In 1897, he incorporated the Shell Transport and Trading Company, in reference to the trading business his father started as a "shell merchant". He was made a justice of the peace in Kent, a master of the Spectacle Makers' Company, and received a knighthood for helping a British warship grounded at Port Said.
Samuel had a long career in the civic government of the City of London. He was elected an Alderman of the London ward of Portsoken in 1891, and elected Sheriff of the City of London in 1894 (serving October 1894 to September 1895). While Sheriff, he took a leading part in the scheme for the unification of London by the absorption of the City and the metropolitan districts into the London County Council (which had been created in 1889).
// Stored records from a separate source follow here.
PR #4729, opened 2021-04-10
Revert to async-http-client-2.12.1

rossabaker:
Based on what I understand to be the fruits of @hamnis' investigation.


rossabaker:
This ain't it.

PR #4735, opened 2021-04-11
Buffered messages in Ember

RaasAhsan:
Goals of this PR:
1. Considerably simplify how parsers work. In particular, we can avoid reentrancy by reading the HTTP message up until `\r\n\r\n` and then parse the entire message together. The memory overhead remains linear here as before.
2. Handle max header/prelude sizes more clearly.
3. Make the first step towards using more functional parsers. Since we're parsing the entire HTTP message at once, we can theoretically describe a parser for request/response messages and defer to that altogether. This is complicated by the fact that series/0.21 is still on parboiled.
4. Perhaps improve performance a bit. I haven't ran any benchmarks yet, but I would imagine that we get some wins by eliminating reentrancy.

TODO:
- [x] Tests
- [x] More error types


ember-core/src/main/scala/org/http4s/ember/core/ChunkedEncoding.scala
```diff
@@ -29,6 +29,7 @@ private[ember] object ChunkedEncoding {
   def decode[F[_]](
       head: Array[Byte],
       read: F[Option[Chunk[Byte]]],
+      maxHeaderSize: Int,
```
RaasAhsan, line 32: I think we shouldn't conflate `maxHeaderSize` (the max bytes of the trailer header section) and with what `maxChunkHeaderSize` is (the max size for chunked bodies?). I'm thinking we should probably bubble the latter out into a separate parameter. Maybe even a separate one for trailers?

ember-core/src/main/scala/org/http4s/ember/core/Parser.scala
```diff
@@ -27,57 +27,41 @@ import scala.collection.mutable
...
-            ParseHeadersError(new Throwable("Reached End of Stream Looking for Headers")))
+  object MessageP {
+
+    val emptyStreamError = new Throwable("Cannot Parse Empty Stream")
+
+    private val cr: Byte = '\r'.toByte
+    private val lf: Byte = '\n'.toByte
+    private val DoubleCrlf: Seq[Byte] = Seq(cr, lf, cr, lf)
+
+    def parseMessage[F[_]](buffer: Array[Byte], read: F[Option[Chunk[Byte]]], maxHeaderSize: Int)(
```
RaasAhsan, line 40: I think this can be made better in a followup. We don't need to linearly scan the entire array each time we get a new chunk, we can start from 3 bytes before the existing buffer.

ember-core/src/main/scala/org/http4s/ember/core/ChunkedEncoding.scala
rossabaker: A separate one for trailers sounds good.  I'm still confused by maxChunkHeaderSize.

ember-core/src/main/scala/org/http4s/ember/core/ChunkedEncoding.scala
```diff
@@ -92,24 +95,28 @@ private[ember] object ChunkedEncoding {
...
-              (headers, bytes)
-          }
+  )(buffer: Array[Byte], read: F[Option[Chunk[Byte]]]): F[Trailers] =
+    if (buffer.startsWith(Shared.`\r\n`.toArray)) {
+      Trailers(Headers.empty, buffer.drop(`\r\n`.size.toInt)).pure[F]
+    } else if (buffer.length < 2) {
+      read.flatMap {
+        case None =>
+          // TODO: end of stream?
+          Trailers(Headers.empty, Array.emptyByteArray).pure[F]
```
rossabaker, line 109: This is going to be common, right?  Is it worth caching an empty value of this?

ember-core/src/main/scala/org/http4s/ember/core/ChunkedEncoding.scala
RaasAhsan: So it looks like `maxChunkHeaderSize` is the max size of the chunk header for each chunk. so `4\r\n` has a length of 3.  Is it worth having a separate configuration parameter for that? Right now it's set to `maxHeaderSize`

RaasAhsan: I'm going to hold off on adding these for now... We're slowly reaching the limit of class parameters we can take (we're at like 15 or 16 right now) so I want to group things together a bit to make it nicer

rossabaker:
@ChristopherDavenport knows this best, but I'll take another look if he falls into a hole.

RaasAhsan:
Definitely want to get Chris' thoughts on this before merging since it's mostly an attempt to make things simpler (though it fixes several bugs)

ember-core/src/main/scala/org/http4s/ember/core/Parser.scala
```diff
@@ -179,130 +135,52 @@ private[ember] object Parser {
...
-          idx,
-          state,
-          Option(name),
-          start,
-          chunked,
-          contentLength)
+      if (throwable != null) {
+        F.raiseError(ParseHeadersError(throwable))
+      } else if (!complete) {
+        F.raiseError(IncompleteHttpMessage())
```
rossabaker, line 141: Is there any additional context we might provide here?

ember-core/src/main/scala/org/http4s/ember/core/Parser.scala
```diff
@@ -542,11 +384,22 @@ private[ember] object Parser {
...
+          F.raiseError(RespPreludeError("Encountered Error parsing", Option(throwable)))
+        else if (httpVersion == null || status == null)
+          F.raiseError(RespPreludeError("Failed to parse HTTP response prelude", None))
+        else
+          RespPrelude(httpVersion, status, idx).pure[F]
       }
+
+      private val space = ' '.toByte
+      private val cr: Byte = '\r'.toByte
+      private val lf: Byte = '\n'.toByte
```
rossabaker, line 397: I think this is maybe the third time I've seen these defined, but I guess it's not like they're big or going to change.

ember-core/src/main/scala/org/http4s/ember/core/Parser.scala
```diff
@@ -542,11 +384,22 @@ private[ember] object Parser {
...
+
+      case class RespPreludeError(message: String, cause: Option[Throwable])
+          extends Throwable(
```
rossabaker, line 400: `Throwable`?  Seems like `Exception`.

I'd make all these `RuntimeException`, but that's the old Java programmer in me.

ember-core/src/main/scala/org/http4s/ember/core/Parser.scala
RaasAhsan: Maybe they can be pulled into `Shared`

ember-core/src/main/scala/org/http4s/ember/core/Parser.scala
RaasAhsan: I added in the partially parsed headers. We could go further and produce an error that reflects what the parsing state was, but I'm more inclined to leave that to a parser library once we switch to that

rossabaker (approved):
Would still love to get @ChristopherDavenport's feedback, but it LGTM.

In late September 1902 he was elected Lord Mayor of London for the coming year (serving from November 1902 to November 1903), and received the traditional Baronetcy in 1903. During his year as Lord Mayor, he paid official visits to several English cities. Accompanied by the sheriffs, he visited Newcastle upon Tyne in late November 1902, where his wife named a Shell petroleum steamer, they made a journey down the River Tyne, and visited the Elswick works.
He was on the Commission for the Lieutenancy for City of London, a visiting justice of Holloway and Newgate prisons, and chairman of a City committee in connection with the Royal Commission on the Port of London (1900–02). He was also for three years a member of the Thames Conservancy board as the elected representative of the shipowners, and was a Justice of the peace for Kent. Lord Bearsted was also awarded an Honorary Doctorate of Law (LLD) from the University of Sheffield during his lifetime.
Personal life
thumb|Mote House, Mote Park
Samuel was born into an Iraqi Jewish family in Whitechapel, London. He married Fanny Elizabeth Benjamin in 1881, a daughter of Benjamin Benjamin, of Stranraer House, London.
Samuel went riding every morning at Hyde Park, London, and his country house was on a 500-acre estate in Kent, called The Mote.